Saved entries
◇ ◇ ◇ ◇ ◇

PR #958, opened 2021-02-19
NDRS-819: DB integrity check 

darthsiroftardis:
REF: https://casperlabs.atlassian.net/browse/NDRS-819

CHANGELOG:

- Added a check in the intializtion of a reactor to check if the `missing_trie_keys` is empty. If it is not, the node will panic
- Added a `pub` function to allow the reactor during initialization to get the current highest block from storage if it exists
- Added a `pub` function within the contract runtime to allow for querying of the trie store


node/src/components/contract_runtime.rs
```diff
@@ -593,4 +594,16 @@ impl ContractRuntime {
             &ee_config,
         )
     }
+
+    /// Retrieve missing trie-keys for a DB check at upgrade.
```
goral09, line 598:
```suggestion
    /// Retrieves missing trie-keys for a DB check at upgrade.
```

node/src/reactor/initializer.rs
```diff
@@ -164,6 +165,15 @@ impl Reactor {
...
             ContractRuntime::new(storage_config, &config.value().contract_runtime, registry)?;
 
+        if let Some(block) = storage.get_highest_block_header_for_db_check() {
+            let highest_block_header = block.take_header();
+            let blake_hash = Blake2bHash::new(highest_block_header.state_root_hash().as_ref());
+            let missing_trie_key = contract_runtime.retrieve_missing_keys(blake_hash);
+            if !missing_trie_key.is_empty() {
+                panic!("Fatal error! Trie-Key store is not empty. Wipe the DB to ensure operations")
+            }
+        }
```
goral09, line 175: I'm wondering whether we should also validate the integrity of a DB even before having any blocks? If yes, then this can probably be part of the `CommitGenesis` process. Thoughts @xcthulhu ?

node/src/components/contract_runtime.rs
```diff
@@ -41,6 +41,7 @@ use crate::{
     utils::WithDir,
     NodeRng, StorageConfig,
 };
+use casper_execution_engine::shared::newtypes::Blake2bHash;
```
goral09, line 44: This import should be up there with the rest of its family :)

goral09:
I would like to see this PR tested in various contexts:
* node starts, gets restarted and then tries synchronizing
* node upgrades
* node joins an upgraded network (including Global State changes)

Just to be sure that going through various states of the Global State and the block storage does not break this.

node/src/reactor/initializer.rs
xcthulhu: > I'm wondering whether we should also validate the integrity of a DB even before having any blocks?

I think we need to do the following:

  1.  Check all of the blocks
  2. Check all of the block bodies
  3. Check all of the deploys/hashes
  4. Check all of the `state_root_hash`s for those blocks

I suspect that (4) will require we change `retrieve_missing_keys` to do a bulk check.

execution_engine/src/storage/trie_store/operations/mod.rs
```diff
@@ -241,7 +241,7 @@ where
     E: From<S::Error> + From<bytesrepr::Error>,
 {
     let mut missing_descendants = Vec::new();
-    let mut trie_keys_to_visit_queue = vec![trie_key];
+    let mut trie_keys_to_visit_queue = trie_key;
```
xcthulhu, line 244: Because we can have tries with common children, this should be be a `HashSet`, not a `Vec`.

We could also consider renaming `trie_key` and `trie_keys_to_visit_queue` to `trie_keys_to_visit`, since it's a bit confusing they way they are currently named.

execution_engine/src/storage/trie_store/operations/mod.rs
```diff
@@ -271,19 +270,22 @@ where
...
                     }
                 }
             }
             // If we hit an extension block, add its pointer to the queue
             Some(Trie::Extension { pointer, .. }) => {
-                trie_keys_to_visit_queue.push(pointer.into_hash())
+                trie_keys_to_visit.push(pointer.into_hash())
             }
         }
+        // TODO Use BTreeSet when pop_first() is added to stable from nightly.
```
goral09, line 284: Are we ok with leaving this TODO in here?

darthsiroftardis: Yes yes yes, because ideally we want to use a `HashSet` or `BTreeSet` and we are using `Vec`currently. The `pop_first()` stuff isn't stable yet, but it would be better if we used either of those two instead of `Vec`

execution_engine/src/storage/global_state/in_memory.rs
```diff
@@ -284,7 +284,7 @@ impl StateProvider for InMemoryGlobalState {
     fn missing_trie_keys(
         &self,
         correlation_id: CorrelationId,
-        trie_key: Blake2bHash,
+        trie_key: Vec<Blake2bHash>,
```
goral09, line 287:
```suggestion
        trie_keys: Vec<Blake2bHash>,
```

execution_engine/src/storage/global_state/lmdb.rs
```diff
@@ -243,7 +243,7 @@ impl StateProvider for LmdbGlobalState {
     fn missing_trie_keys(
         &self,
         correlation_id: CorrelationId,
-        trie_key: Blake2bHash,
+        trie_key: Vec<Blake2bHash>,
```
goral09, line 246:
```suggestion
        trie_keys: Vec<Blake2bHash>,
```

execution_engine/src/storage/global_state/mod.rs
```diff
@@ -128,7 +128,7 @@ pub trait StateProvider {
     fn missing_trie_keys(
         &self,
         correlation_id: CorrelationId,
-        trie_key: Blake2bHash,
+        trie_key: Vec<Blake2bHash>,
```
goral09, line 131:
```suggestion
        trie_keys: Vec<Blake2bHash>,
```

darthsiroftardis: Applied suggestion

execution_engine/src/storage/global_state/lmdb.rs
darthsiroftardis: Applied suggestion

execution_engine/src/storage/global_state/in_memory.rs
darthsiroftardis: Applied suggestion

darthsiroftardis:
@goral09 I tested this yesterday by running a 5 node network with `nctl` and performing an upgrade from era 1 to era 2 and the node continued to function nominally

execution_engine/src/core/engine_state/mod.rs
```diff
@@ -1688,7 +1688,20 @@ where
...
+    pub fn trie_integrity_check(
+        &self,
+        correlation_id: CorrelationId,
+        trie_keys: Vec<Blake2bHash>,
+    ) -> Result<Vec<Blake2bHash>, Error>
+    where
+        Error: From<S::Error>,
+    {
+        self.state
+            .missing_trie_keys(correlation_id, trie_keys)
```
goral09, line 1704: Can't we merge those two functions into one that accepts the vector of hashes?

node/src/components/storage.rs
```diff
@@ -307,6 +308,44 @@ impl Storage {
...
+
+        info!("Checking block_metadata_db");
+        let signature_txn = env.begin_ro_txn()?;
+        let mut cursor = signature_txn.open_ro_cursor(block_metadata_db)?;
+
+        for (raw_key, raw_val) in cursor.iter() {
+            let signature: BlockSignatures = lmdb_ext::deserialize(raw_val)?;
+            // Signature verification could be very slow process
+            // It iterates over every signature and verifies them.
+            match signature.verify() {
```
goral09, line 335: I don't think we should be doing this. Signatures are verified before being stored in the storage. On the other hand, if it's being done only once at a startup maybe it's not a problem.

execution_engine/src/core/engine_state/mod.rs
darthsiroftardis: We could, but I thought it made sense to keep those functions as distinct as possible. I thought it made more sense to split off to a once off function that is named as such and used for that once specific reason.

node/src/components/storage.rs
```diff
@@ -307,6 +308,44 @@ impl Storage {
...
+            let body: BlockBody = lmdb_ext::deserialize(raw_val)?;
+            assert_eq!(
+                raw_key,
+                body.hash().as_ref(),
+                "found corrupt block body in database"
+            );
+        }
+        info!("block body db check complete");
+        drop(cursor);
+        drop(body_txn);
```
goral09, line 325: Extract to a method please.

node/src/components/storage.rs
```diff
@@ -307,6 +308,44 @@ impl Storage {
...
+            }
+            assert_eq!(
+                raw_key,
+                signature.block_hash.as_ref(),
+                "Corruption in block_metadata_db"
+            );
+        }
+        info!("Check for block_metadata_db complete");
+        drop(cursor);
+        drop(signature_txn);
```
goral09, line 347: Extract to a method please.

node/src/components/storage.rs
```diff
@@ -712,6 +751,37 @@ impl Storage {
             .transpose()
     }
 
+    pub fn get_highest_block_header_for_db_check(&self) -> Option<Block> {
```
goral09, line 754: We can drop the `_for_db_check` suffix.

goral09: Also, since this a public method please add a docstring.

node/src/components/storage.rs
darthsiroftardis: Yeah it happens once during startup, but since we are checking  the integrity of the data, we can't rely on data being stored being in the same condition when we do startup. Its a slow process, but at this time I think its worth it.

node/src/components/storage.rs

◇ ◇ ◇ ◇ ◇

▶ [TO DO] The lines that mention the word "will" should be pulled from the records above.

▶ [PROBLEM SOLUTION]
- Added a check in the intializtion of a reactor to check if the `missing_trie_keys` is empty. If it is not, the node will panic
I suspect that (4) will require we change `retrieve_missing_keys` to do a bulk check.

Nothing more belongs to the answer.